Studio album by Lights
- Released: June 11, 2020
- Recorded: 2020
- Genre: Synthwave
- Length: 38:35
- Label: self-released
- Producer: Lights

Lights chronology
| AM 444 (2020) | How to Sleep When You're on Fire (2020) | Dead End (2020) |

= How to Sleep When You're on Fire =

How to Sleep When You're on Fire is an EP by Canadian singer-songwriter Lights. It was released on June 11, 2020 on Bandcamp. All proceeds of this album will go to Black Lives Matter Vancouver.

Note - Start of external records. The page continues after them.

PR #1948, opened 2020-12-10
SA-1849 - (UI) Compare By - Bounce Report

nicklemmon:
[SA-1849](https://sparkpost.atlassian.net/browse/SA-1849)

### What Changed

- Adds new logic to handle dynamic tab rendering when there are active comparisons
- Adds new custom `usePrepareQuery` to prepare deliverability requests based on current report builder context - updates `CompareByAggregatedMetrics` to use this hook.
- Adds new `getComparisonArguments` helper
- Renames table components within `src/pages/reportBuilder/components/tabs`

### How To Test

- Go to report builder with the compare by UI flag enabled
- Add several comparisons without changing metrics
- Verify the default "Bounce Reason" tab does not render
- Verify that a tab for each comparison renders and makes the correct requests - _I could use some help with this - I think I did this right?_

### Questions

- **Should the tabs logic be extracted in to a custom hook?** This should be feasible, except for the unusual `setShowTable` side effect baked-in. This could also be baked in to report builder context to centralize things? Or we just don't worry about it until we do our refactoring in Q1.
- **Should `usePrepareQuery` have a different/more-specific name?**

### To Do

- [x] Handle API errors by adding relevant content and retries
- [x] Add supporting tests for API errors
- [x] Rename API helpers in `src/helpers/api` and remove imports in to the root index file
- [x] Rename existing components within `src/pages/reportBuilder/tabs` to be consistent with `BounceReportTab`
- [X] Ensure "Count %" is rendering correctly in the table - doesn't appear to be at the moment.


src/selectors/bounceReport.js
```diff
@@ -3,51 +3,46 @@ import { getBandTypes, reshapeCategories, formatAggregates } from 'src/helpers/b
...
+const selectClassifications = state => _.get(state, 'bounceReport.classifications', []);
+export const selectReasons = ({ bounceReport }) =>
+  bounceReport.reasons.filter(reason => reason.count_bounce > 0);
+const selectAdminReasons = ({ bounceReport }) =>
+  bounceReport.adminReasons.filter(reason => reason.count_admin_bounce > 0);
 
-const selectFormattedAggregates = createSelector(
-  [selectAggregates],
-  (aggregates) => {
+export const selectFormattedAggregates = createSelector([selectAggregates], aggregates => {
```
nicklemmon, line 21: Exported two of these, the rest of Prettier formatting.

src/pages/reportBuilder/ReportBuilder.js
```diff
@@ -196,49 +251,70 @@ export function ReportBuilder({
         {isEmpty ? (
           <Empty message="No Data" description="Must select at least one metric." />
         ) : (
-          <>
-            <div data-id="summary-chart">
-              <Tabs defaultTabIndex={0} forceRender tabs={tabs}>
+          <div data-id="summary-chart">
+            <Tabs defaultTabIndex={0} forceRender tabs={tabs}>
```
nstanard, line 255: Seeing inconsistent behavior with the tab list. At first when I added 8+ comparisons the tabs listed out and the page layout/scrolling was broken. Then after resizing the window to mobile and back to desktop the tabs showed in the `...` dropdown (like I'd expect) but the layout/scrolling was still broken. 

image

I'm trying to think of how we want to handle the UI when the tab count grows beyond the available horizontal space.  

image

overflow scrolling the tab list container could be a cheap and easy solution. But even better (IMO) would be if the tabs component recognized the tabs go out of the container width, and adjust to have the `...` dropdown just like the mobile view has. 

image

src/pages/reportBuilder/ReportBuilder.js
```diff
@@ -122,30 +123,84 @@ export function ReportBuilder({
...
-      [
-        { content: 'Report', onClick: () => setShowTable(true) },
-        hasBounceTab && { content: 'Bounce Reason', onClick: () => setShowTable(false) },
-        hasRejectionTab && { content: 'Rejection Reason', onClick: () => setShowTable(false) },
-        hasDelayTab && { content: 'Delay Reason', onClick: () => setShowTable(false) },
-        hasLinksTab && { content: 'Links', onClick: () => setShowTable(false) },
-      ].filter(Boolean),
-    [hasBounceTab, hasRejectionTab, hasDelayTab, hasLinksTab],
-  );
+  const tabs = useMemo(() => {
```
nstanard, line 143: Perhaps outside the scope of this work but I think we should consider putting a limit on the number of things the user can compare. (maybe this is already a consideration and I'm just late to the party)

nstanard: One reason I'm thinking we should consider this is some of the interactions on the page visibly slow down a little. But especially when having multiple comparison. I'm going to do a production build locally to see if that cuts down on the click handler event time.

src/pages/reportBuilder/ReportBuilder.js
nstanard: image

I was a little confused by the UX/Interactions of the tabs at first. The way the "Report" tab shows the graphs and each individual tab shows the table data. This wasn't confusing for me when the tabs were listed out and visible in a row. But when the tab list grows and the UI changes to show them in the dropdown I think we might want to keep the "Report" Tab fixed outside the list, and only the comparisons are listed in the dropdown (if the UI is displaying with the dropdown list)

src/pages/reportBuilder/ReportBuilder.js
```diff
@@ -196,49 +251,70 @@ export function ReportBuilder({
...
+                  <LinksTab />
+                </Tabs.Item>
+              )}
+
+              {hasActiveComparisons
+                ? reportOptions.comparisons.map((comparison, comparisonIndex) => {
+                    return (
+                      <Tabs.Item key={`tab-${comparison.value}-${comparisonIndex}`}>
+                        {hasBounceMetrics ? (
+                          <BounceReasonComparisonTab comparison={comparison} />
```
nstanard, line 295: I'm seeing our (Table) Collection component re-render a lot without me actually doing anything on the page. I can have the page open and click on a different browser window and back... and our collection component re-renders multiple times. This was something I started suspecting was a problem while investigating on [FE-1284](https://sparkpost.atlassian.net/browse/FE-1284). I could absolutely be wrong but something seems off here. Could be part of the problem with the issue I wrote up for FE-1284.

image

nstanard (commented):
First pass, hitting submit so I dont lose this info. Picking this back up on Monday.

src/pages/reportBuilder/ReportBuilder.js
nicklemmon: I believe in this case that's due to `react-query` refetching from the API in the background on window focus?

src/pages/reportBuilder/ReportBuilder.js
nicklemmon: There is a ticket for that, fortunately! Though only recently. You're totally right:
https://sparkpost.atlassian.net/browse/SA-1893

src/pages/reportBuilder/ReportBuilder.js
nicklemmon: Unfortunately this isn't something we have control over - entirely a Matchbox thing. I think you're right that the UX is a tad confusing.

In my mind, maybe even moving *everything* to a dropdown would make more sense than just "all of the tabs except the one I'm viewing".

nicklemmon: I spoke with Jon and he is going to adjust the `Tabs` to handle overflowing content without relying on a window resize occurring, so he will address that, but your (valid) UX concern will remain.

src/pages/reportBuilder/hooks/usePrepareQuery.js
```diff
@@ -0,0 +1,25 @@
...
+import {
+  getMetricsFromKeys,
+  getQueryFromOptionsV2 as getQueryFromOptions,
+} from 'src/helpers/metrics';
+import { useReportBuilderContext } from '../context/ReportBuilderContext';
+
+/**
+ * Prepares options for requests based on the current state of the page
+ */
+export default function usePrepareComparisonRequest() {
```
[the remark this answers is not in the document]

Lights stated: "I made a night-time instrumental synthwave album over the last few weeks of sleeplessness. Loads of chill vibes. Kind of like an island cave, but with an arcade in it".

==Reception==
The Peak described the EP as "a vibey, instrumental space jam", while Blunt Magazine called it "synthwave for the soul".

==Track listing==

| No. | Title | Length |
|---|---|---|
| 1. | "ChainLink" | 5:11 |
| 2. | "ExoSkeleton" | 5:20 |
| 3. | "SadBoy" | 4:42 |
| 4. | "DarkMode" | 6:26 |
| 5. | "GreenTxt" | 5:02 |
| 6. | "Softeeth" | 4:15 |
| 7. | "PalmTrees" | 7:36 |
| Total length: |  | 38:35 |

==Personnel==
All tracks are produced, mixed and mastered by Lights.